Stored data entries
PR #94, opened 2022-11-29
Skip emulation drives in local loader

cecinestpasunepipe:
(DIS-1655)


dissect/target/loaders/local.py
```diff
@@ -207,6 +207,12 @@ def _get_windows_drive_volumes(log):
 
             if disk_num not in disk_map:
                 disk_path = f"\\\\.\\PhysicalDrive{disk_num}"
+
+                # Check if drive can be accessed (skip emulated drives like RAM disks)
+                if not _is_physical_drive(disk_path):
+                    log.debug(f"Skipped drive {disk_num}, not a physical drive (could be emulation or ram disk)")
```
Schamper, line 213:
```suggestion
                    log.debug("Skipped drive %d from %s, not a physical drive (could be emulation or ram disk)", disk_num, drive_path)
```

Schamper (changes requested):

* WHAT NEEDS TO BE DONE: In the entries above, find each line that has the word "Skipped". Copy it.

* RESULT OF THIS EXERCISE:
+                    log.debug(f"Skipped drive {disk_num}, not a physical drive (could be emulation or ram disk)")
                    log.debug("Skipped drive %d from %s, not a physical drive (could be emulation or ram disk)", disk_num, drive_path)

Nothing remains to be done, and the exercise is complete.